Growth monitoring: In our study it was found that all the anganwadi workers were found to be accurately recording the weight of the children in the growth charts. Additionally 91.7% of the anganwadis were using Salter weighing scale for weight measurement. This again was a very good sign of MCH care and findings were found to be better compared to some of the districts of Gujarat [20] and Jaipur[21].

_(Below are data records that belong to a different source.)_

PR #206, opened 2020-12-24
Determine default graphics by runtimepm support

crawfxrd:
Use the `supported-gpus.json` file provided by the NVIDIA driver to check if the GPU supports the "runtimepm" feature.

### DIFF
--- a/Cargo.lock
+++ b/Cargo.lock
@@ -226,6 +226,11 @@ dependencies = [
 ]
 
 [[package]]
+name = "itoa"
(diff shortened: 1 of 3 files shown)


jacobgkau (approved):
Returning `hybrid` on addw2, `integrated` on galp5 (blacklisted), and `integrated` on oryp4 (not blacklisted). The new `supported-gpus.json` check is working as intended.

ids1024 (approved):

Issue #210, opened 2021-01-25
galp5 performance mode should be tuned


curiousercreative:
**Distribution (run `cat /etc/os-release`):**
 ```
NAME="Pop!_OS"
VERSION="20.10"
ID=pop
ID_LIKE="ubuntu debian"
PRETTY_NAME="Pop!_OS 20.10"
VERSION_ID="20.10"
HOME_URL="https://pop.system76.com"
SUPPORT_URL="https://support.system76.com"
BUG_REPORT_URL="https://github.com/pop-os/pop/issues"
PRIVACY_POLICY_URL="https://system76.com/privacy"
VERSION_CODENAME=groovy
UBUNTU_CODENAME=groovy
LOGO=distributor-logo-pop-os
```
 
 **Issue/Bug Description:**
With performance power profile selected on AC power for i7-1165G7:
- TDP boosts to 44-45W for up to 28s (observed with [pcm](https://github.com/opcm/pcm))
- Thermal throttling at 88C
- TDP normalizes to 28W
- all-core frequency 3.6-3.8GHz w/ adequate cooling

Writing MSRs (93C, pl1 45W 99999) results in:
- TDP boosts to 44-45W indefinitely (as thermals allow)
- Thermal throttling at 93C (exceeding 95C seems to trigger some cooldown)
- all-core frequency 4.0-4.1GHz w/ adequate cooling (meets spec)

**Other Notes:**
- [GB5 Multi-core score of 5704 with tuning](https://browser.geekbench.com/v5/cpu/6106942)
- [GB5 Multi-core score of 5583 baseline](https://browser.geekbench.com/v5/cpu/5974525)
- Similar issue that was resolved: https://github.com/pop-os/system76-power/issues/166
- [Battery power can achieve similar results with power limit increased in EC](https://github.com/curiousercreative/ec/commit/cbed54e4c515f1afeffa19bbe0a0000d09e02cfa#diff-198f0231dadddcc1692e1557f98782a282a0e540eb1664fd95402cb0574caab8R37)
- [performance tuning most useful with improved thermal management](https://github.com/system76/ec/pull/139)
- haven't discovered exactly how, but either connecting or disconnecting from AC power triggers TDP limit of 35-36W that can't be overcome with MSR until next cold boot, likely firmware related.

jackpot51:
I believe a TDP of 40W is acceptable for the galp5 on performance mode. The limit you see when on DC is to prevent overdrawing the battery. It is critical that this limit remains in place.

[...]

PR #212, opened 2021-01-26
galp5 profiles and no longer require all profile attributes to be set

curiousercreative:
Fixes https://github.com/pop-os/system76-power/issues/210

Observations from running these profiles on an i7 galp5 w/o dGPU:
- performance mode will allow for indefinite turbo boost up to all-core 4.1GHz, but thermally limited
- allowing temps to exceed 95C seems to trigger some cooldown period
- setting pl2 seems to disable or shorten the pl2 boost duration such that the performance profile is useless
- it seems sufficient to not define pl1 or pl2 at all and just let thermal limiting handle everything

### DIFF
--- a/src/daemon/profiles.rs
+++ b/src/daemon/profiles.rs
@@ -196,9 +196,9 @@ fn set_disk_power(apm_level: u8, autosuspend_delay: i32) -> Result<(), DiskPower
 }
 
 pub struct ModelProfile {
-    pl1: u8,
-    pl2: u8,
-    tcc_offset: u8,
+    pl1: Option<u8>,
+    pl2: Option<u8>,
+    tcc_offset: Option<u8>,
 }
 
 impl ModelProfile {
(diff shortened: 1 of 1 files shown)


src/daemon/profiles.rs
```diff
@@ -211,19 +211,23 @@ impl ModelProfile {
         //TODO: check status, allow thermald to be missing
 
         // Set PL1
-        fs::write(
-            "/sys/class/powercap/intel-rapl:0/constraint_0_power_limit_uw",
-            format!("{}", (self.pl1 as u64) * 1_000_000)
-        ).map_err(ModelError::Pl1)?;
+        if self.pl1.is_some() {
```
jackpot51, line 214: This could be changed to:

if let Some(pl1) = self.pl1 {
   ... (pl1 as u64)...
}

src/daemon/profiles.rs
```diff
@@ -211,19 +211,23 @@ impl ModelProfile {
...
+                format!("{}", (self.pl1.unwrap() as u64) * 1_000_000)
+            ).map_err(ModelError::Pl1)?;
+        }
 
         // Set PL2
-        fs::write(
-            "/sys/class/powercap/intel-rapl:0/constraint_1_power_limit_uw",
-            format!("{}", (self.pl2 as u64) * 1_000_000)
-        ).map_err(ModelError::Pl2)?;
+        if self.pl2.is_some() {
```
jackpot51, line 222: And a similar change here

src/daemon/profiles.rs
```diff
@@ -211,19 +211,23 @@ impl ModelProfile {
...
+            fs::write(
+                "/sys/class/powercap/intel-rapl:0/constraint_1_power_limit_uw",
+                format!("{}", (self.pl2.unwrap() as u64) * 1_000_000)
+            ).map_err(ModelError::Pl2)?;
+        }
 
         // Set TCC
-        {
+        if self.tcc_offset.is_some() {
```
jackpot51, line 230: And a similar change here

curiousercreative:
@jackpot51 thanks for the feedback, updated with your suggestions and tested on my galp5.

jackpot51 (approved):

jacobgkau (approved):
Before changes, `constraint_0_power_limit_uw` was always `28000000` and `constraint_1_power_limit` was always `51000000` on galp5. After changes, `constraint_1` still doesn't change, but `constraint_0` gets set to `12000000` in `battery`, `28000000` in `balanced`, and `40000000` in `performance`.

While stressing the galp5, I observed an energy rate of 66W (which then dropped to 52W after a few minutes) in `performance`. Switching to `battery` caused a dramatic decrease in energy rate to 19W, increasing the estimated remaining battery time from 49 minutes to 2.2 hours. Switching back to performance brought the energy rate back up. This seems to indicate that the options are working as intended. (Before the change, the rate was around 39W in `performance` and 28W in `battery`, not as effective.)

On lemp9, both power limits are still set when switching profiles; on gaze15, both limits are still left unchanged. General regression testing passed.

ZeddieXX:
I just want to clarify, the truly broken experience seem to be the Battery Mode.  When set to Battery Mode and CPU is at high utilization, it starts at 2.4 GHz, but then slowly ramps down to 218 MHz!  (2.2x multiplier).

I don't think that was intended.  If the CPU can clock down to 2.2x (I didn't think that was possible, per Intel's spec minimum is 4x), it should only do so at or near idle, not when there is load.

jackpot51:
Thanks for that, it should be easy to adjust. I will make a PR soon.

curiousercreative:
@jackpot51 for my own curiosity, why would it be a bad idea to maintain the same pl1 (40) for all profiles and just vary the thermal limit?

jackpot51:
Mainly to prevent runaway thermal issues that would cause "sputtering", similar to what @ZeddieXX is experiencing but worse.

It would run 40W until it hits the thermal limit, which would happen very quickly. Then it would stall and fall down to very low wattage. Then it cools and hits 40W again, the cycle repeating.

PR #213, opened 2021-01-27
Report default graphics as integrated if checking RTD3 support fails

crawfxrd:
If the NVIDIA device is not on the bus or the drivers are not loaded, assume run-time power management is not supported.

Tested with pop-os/gnome-initial-setup#68.

Fixes: 8959756fee2 ("Determine default graphics by runtimepm support")

### DIFF
--- a/data/system76-power.conf
+++ b/data/system76-power.conf
@@ -15,4 +15,8 @@
         <allow send_destination="com.system76.PowerDaemon"/>
         <allow receive_sender="com.system76.PowerDaemon"/>
     </policy>
+    <policy user="gnome-initial-setup">
+        <allow send_destination="com.system76.PowerDaemon"/>
+        <allow receive_sender="com.system76.PowerDaemon"/>
+    </policy>
 </busconfig>
--- a/src/graphics.rs
+++ b/src/graphics.rs
@@ -312,6 +312,10 @@ impl Graphics {
             .map(|s| s.trim().to_string())?;
         let blacklisted = DEFAULT_INTEGRATED.contains(&product.as_str());
 
+        // If the NVIDIA device is not on the bus or the drivers are not
+        // loaded, then assume runtimepm is not supported.
+        let runtimepm = self.gpu_supports_runtimepm().unwrap_or_default();
+
         // Only default to hybrid on System76 models
         let vendor = fs::read_to_string("/sys/class/dmi/id/sys_vendor")
             .map_err(GraphicsDeviceError::SysFs)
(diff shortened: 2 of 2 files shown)


jackpot51 (dismissed):

jacobgkau:
This gets the GetDefaultGraphics method working on galp5, where it now returns `integrated` whether I'm booted into Integrated, Hybrid, or NVIDIA mode. However, on addw2, I get `integrated` if I'm booted into Integrated mode (but I get the correct response of `hybrid` if I'm booted into Hybrid or NVIDIA modes.)

This seems like it shouldn't really be an issue, as the ISO boots into NVIDIA mode (where the response should be correct) and from there it installs into Hybrid mode on systems that default to Hybrid (so the response should also be correct on first boot.) However, the relevant page of GNOME Initial Setup does show up when a new user logs in for the first time, and if that happens in Integrated mode, the new user will see a panel stating the machine defaults to Integrated mode.

Just to confirm, is this corner case acceptable, or are there any other problems it could cause? It seems like GIS is still doing its job explaining how to switch graphics modes from the current mode, but at that point, it seems like GIS could just be using the current mode instead of the default mode to determine what to show on this page.

crawfxrd:
It won't cause any problems since distinst and g-i-s are the only things depending on it. The only thing that could happen is, as you point out, if you explicitly change to integrated and then add a new user, it reports integrated instead of hybrid. (And only on System76 models, as other vendor models will continue reporting NVIDIA as the default mode.)

To improve this would require determining the version of the NVIDIA drivers installed without them being loaded. I wasn't sure of a simple way to do this though, so it didn't seem worth trying to address yet.

jacobgkau (approved):
As discussed, the last commit was necessary to get GNOME Initial Setup working in the first boot environment (where GIS is being run as the `gnome-initial-setup` user, which is not part of the `sudo` or `adm` groups.)

Testing together with https://github.com/pop-os/gnome-initial-setup/pull/68:

galp5 NVIDIA:
- In live environment (booted in NVIDIA mode), dbus GetDefaultGraphics returns `integrated`.
- On first boot (Integrated mode), GNOME Initial Setup displays the correct "defaults to Integrated graphics" text.

gaze15:
- In live environment (booted in NVIIDA mode), dbus GetDefaultGraphics returns `hybrid`.
- On first boot (Hybrid mode), GNOME Initial Setup displays the correct "defaults to Hybrid graphics" text.

jackpot51 (approved):

PR #217, opened 2021-02-02
1.1.14 - Add thelio-major-b3

jackpot51:
Rebase and tag when approved. This sets it up to use the hedt fan curve like thelio-major-b2


leviport (approved):
I haven't tested this fan curve with a built-out chassis, but the major-b2 curves seem like they'll be just fine.

PR #224, opened 2021-03-22
chore(debian): Update use of debhelper

ids1024:
Update to compat level 11 (newest supported by bionic). `--with=systemd` is now implied.

Also fix uses of `shlibs`, which adds missing library dependencies.


jackpot51 (approved):

jacobgkau (approved):
Regression testing passed.

PR #230, opened 2021-04-04
use declarative Clap syntax

### LINKED ISSUE #226: Declarative command line arguments
would you accept a pull request for converting the command-line argument parsing to the declarative, derive-based style in StructOpt or Clap 3.0-beta?

danieleades:
closes #226


src/cli/charge_thresholds.rs
```diff
@@ -0,0 +1,78 @@
+use clap::Clap;
+use system76_power::{charge_thresholds::get_charge_profiles, client::PowerClient};
```
danieleades, line 2: should i be using `system76_power::charge_thresholds::get_charge_profiles` or `system76_power::client::PowerClient::get_charge_profiles`??

what's their relationship?

Cargo.toml
```diff
@@ -9,7 +9,7 @@ dbus = "0.9.0"
 dbus-crossroads = "0.3.0"
 dbus-tokio = "0.6.0"
 libc = "0.2.76"
-clap = "2.33.3"
+clap = "=3.0.0-beta.2"
```
crawfxrd, line 12: Might be better to pin a recent git commit. The crate is 7 months old.

danieleades: with the exception of the `arg_enum` annotation, i'm not using any functionality that hasn't existed for several years under `structopt`. I don't subscribe to the notion that a newer commit is *necessarily* more stable than the most recent published release, but i'm happy to be persuaded otherwise

crawfxrd: Basically, just looking to minimize the overhead of updating to v3 if it ever releases. It looks like there won't be another tag and the maintainer recommends pinning instead for using a newer version (clap-rs/clap#2379).

danieleades: that was prescient of you-

```
error: failed to select a version for `proc-macro2`.
    ... required by package `clap_derive v3.0.0-beta.2 (https://github.com/clap-rs/clap.git?rev=d253c34676acf73c7ad04bcec56ff573e925681d#d253c346)`
    ... which is depended on by `clap v3.0.0-beta.2 (https://github.com/clap-rs/clap.git?rev=d253c34676acf73c7ad04bcec56ff573e925681d#d253c346)`
    ... which is depended on by `system76-power v1.1.16 (/home/dan/Code/rust/system76-power)`
versions that meet the requirements `^1.0.26` are: 1.0.26

all possible versions conflict with previously selected packages.

  previously selected package `proc-macro2 v1.0.24`
    ... which is depended on by `err-derive v0.2.4`
    ... which is depended on by `intel-pstate v0.2.1`
    ... which is depended on by `system76-power v1.1.16 (/home/dan/Code/rust/system76-power)`

failed to select a version for `proc-macro2` which could resolve this conflict
```

probably upgrading `intel-pstate` to use `thiserror` instead of `err-derive` would do the trick. but in order to do that, first i need to shave the yak...

danieleades: see https://github.com/pop-os/intel-pstate/pull/2

danieleades: - `err-derive` depends on proc-macro2 `^1.0.1`
- `thiserror` depends on proc-macro2 `^1.0`
- clap depends on proc-macro2 `^1.0.26`

i'm not entirely sure why proc-macro2 version 1.0.26 can't satisfy everyone...
i'm also unclear on whether my pull request on intel-pstate is going to help the situation

crawfxrd: I think err-derive is deprecated, so that change is still good regardless.

The version of proc-macro2 in the lock file is 1.0.19, so perhaps a `cargo update -p proc-macro2` would resolve it.

danieleades: the remaining build errors are due to `sysfs-class` making a breaking change in this commit - https://github.com/pop-os/sysfs-class/commit/ab63e7f638aadfaf896a02e53cf330343d331337

`system76-power` should pin the sysfs-class version it's using

ids1024:
Clap 3.0 has finally been released.

danieleades:
this is out of date

PR #233, opened 2021-04-06
run tests in CI

danieleades:
the test coverage is obviously pretty minimal, but what's there might as well be tested.


danieleades:
rebased

danieleades:
rebased on master.

any interest in merging this? @crawfxrd

danieleades:
@crawfxrd i'm not sure if you have an internal process for skipping QA on some pull requests, but this one (and also #238) don't contain any code changes at all, so shouldn't need to be tested beyond observing that the corresponding [github action](https://github.com/pop-os/system76-power/pull/233/checks?check_run_id=3125629772) runs (which it does)

jacobgkau:
It looks like the new check is essentially just running `cargo test --all --all-features` and reporting the warnings/errors? Perhaps the check should be called `Cargo Test` instead of just `Test`?

danieleades:
> It looks like the new check is essentially just running `cargo test --all --all-features` and reporting the warnings/errors? Perhaps the check should be called `Cargo Test` instead of just `Test`?

I can change it to `Cargo Test` if you prefer. Whatever makes the most sense for you guys.

`Cargo` is really just the entry point though. the rustfmt and clippy jobs aren't prefixed with `cargo`, even though they are invoked using Cargo. And there are a lot of other jobs you could (in theory) add- security advisory audit, transitive licence checking, code coverage (#238), all of which use cargo as the entry point. I guess in the case of the tests you're hoping to distinguish the manual tests from the unit, integration, documentation, and bench tests that `cargo test` will run?

danieleades:
i'm just removed the `--all` flag. It won't hurt, but it also won't do anything in this project since it doesn't have a virtual manifest. It's been deprecated in favour of `--workspace` anyway

jacobgkau:
> I can change it to `Cargo Test` if you prefer. Whatever makes the most sense for you guys.
> 
> `Cargo` is really just the entry point though. the rustfmt and clippy jobs aren't prefixed with `cargo`, even though they are invoked using Cargo.

I just thought that `Test` was an incredibly vague title that does not describe anything about what test is being run. I had to read `CI.yml` and find `uses: actions-rs/cargo@v1` to understand what command it's running. However, if this is following the naming convention that the other tests are already using, that's fine.

jacobgkau (approved):
No QA concerns with this, engineering can decide if it's necessary.

jackpot51 (approved):

PR #234, opened 2021-04-06
test using 'cargo' action instead of 'clippy-check'

danieleades:
i've used the 'clippy-check' action instead of the 'cargo' action in the github workflow because the 'clippy-check' action is supposed to be able to comment inline on pull requests.

that doesn't work on pull requests from forks, which is a major limitation. however this *did* work in the 'test' action in #233, which is surprising.

i've created this draft pull request to compare the two actions


danieleades:
this doesn't help. closing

Non formal preschool education: PSE has been envisaged in ICDS program as an essential component for children who are on the verge of going into formal education system. The importance of PSE recognized universally because it caters to those children who, during this phase of their life, undergo the most important educative process. In our study it was found that there was uniformity in the programme of non-formal preschool education contrary to the findings of Chudasama et al[19]where various timetables were found in different anganwadis But most of the anganwadis did not have functioning toys. Similar findings have been echoed by SobhaI[22] and Singh et al [23].

Conclusion

The performance of AWCs and maternal and child health services delivered by AWCs still needs improvement. The findings help in providing some insight into the existing infrastructural situation and quality of services. Basic amenities like space for storage, kitchen and toilet and playing area for the children should be there in all the anganwadis. Increased focus should be on providing services other than supplementary nutrition to adolescents.


Pregnant and lactating mothers should be followed up to confirm whether they have been registered at any health centre and have received the requisite number of IFA and TT doses. We need to look forward for a holistic approach involving various departments.